The evolution and the prediction for the future
But how easy or difficult will it be to even imagine a future in careers, especially in cultural and creative fields in the age of AI? "The colleges might have to disappear!" warns Shreyas Srinivasan, a computer engineer, entrepreneur, and former Chief Product Officer at Paytm. "I doubt that there will be any requirement for colleges since the AI will do its job," he adds.
Explaining how the Generative AI works on the concept called LLM, Srinivasan clarifies how Gen AI like ChatGPT does not create anything new but reads the same information that has already been written and exists on the internet and based on the patterns, offers the "next best perspective which is missing from the codes that are given as prompts".

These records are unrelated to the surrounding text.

PR #4368, opened 2021-08-13
Effect: implement slowfall

Blackjack200:
## Introduction

Implement vanilla snowfall effect(according to Minecraft Java Edition 1.16.2 source)

### API changes

[+] Entity::getGravity() : float

This method return the gravity that need in caculate (default $this->gravity for compactibility)

Reason:
 https://github.com/Blackjack200/minecraft_client_1_16_2/blob/c7f87b96efaeb477d9604354aa23ada0eb637ec6/net/minecraft/world/entity/LivingEntity.java#L1795-L1796

### Behavioural changes

The living entity will fall slowly when get slowfall effect

## Backwards compatibility

the plugins that override tryChangeMovement or manipluate gravity.

## Follow-up

I think we don't have a system to implement this very well

## Requires translations:

```ini
potion.slowFalling=Slow Falling
```

(according to Minecraft Bedrock Edition 1.17.11 language file en_US.lang)

## Tests
1. Player get slow fall like vanilla did.
2. Living Entities get slow fall like vanilla did(i test with Zombie)
3. The potions let entites get effect correctly
4. Test video: https://youtu.be/g-Ysi97rRsQ

### DIFF
--- a/src/entity/Living.php
+++ b/src/entity/Living.php
@@ -188,6 +188,13 @@ abstract class Living extends Entity{
 		}
 	}
 
+	public function getGravity() : float{
+		if($this->effectManager->has(VanillaEffects::SLOW_FALLING())){
+			return $this->effectManager->get(VanillaEffects::SLOW_FALLING())->getType()->getGravity();
+		}
+		return $this->gravity;
+	}
+
 	public function getMaxHealth() : int{
 		return (int) $this->healthAttr->getMaxValue();
 	}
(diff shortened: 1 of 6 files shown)


src/entity/Living.php
```diff
@@ -188,6 +188,13 @@ public function setHealth(float $amount) : void{
 		}
 	}
 
+	public function getGravity() : float{
+		if($this->effectManager->has(VanillaEffects::SLOW_FALLING())){
+			return $this->effectManager->get(VanillaEffects::SLOW_FALLING())->getType()->getGravity();
```
dktapps, line 193: This can be reduced to `VanillaEffects::SLOW_FALLING()->getGravity()`.

Blackjack200: ok

Blackjack200:
hmmm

Srinivasan takes into account a detail of the labour cycle, since 1000-1500 AD and how it has evolved from the agrarian society in the era to merchants' slavery in the 1500s to 1750. "Every fifty years has the capacity to change the previous 150 years," he says, detailing how the period 1750 to 1900 brought the industrial wage labour, while another 70 years came with the "unionised regulated work" and the beginning of global trade.
With hyper-globalisation and flexible jobs beginning in the 1970-2008 era, the years that followed gave more space to the digital infrastructure, Shreyas notes. Similarly, with the Gen AI taking shape, he mentions that a "decline in the white-collar jobs" is likely to be expected in the cultural industry while also emphasising that continuous upskilling is key.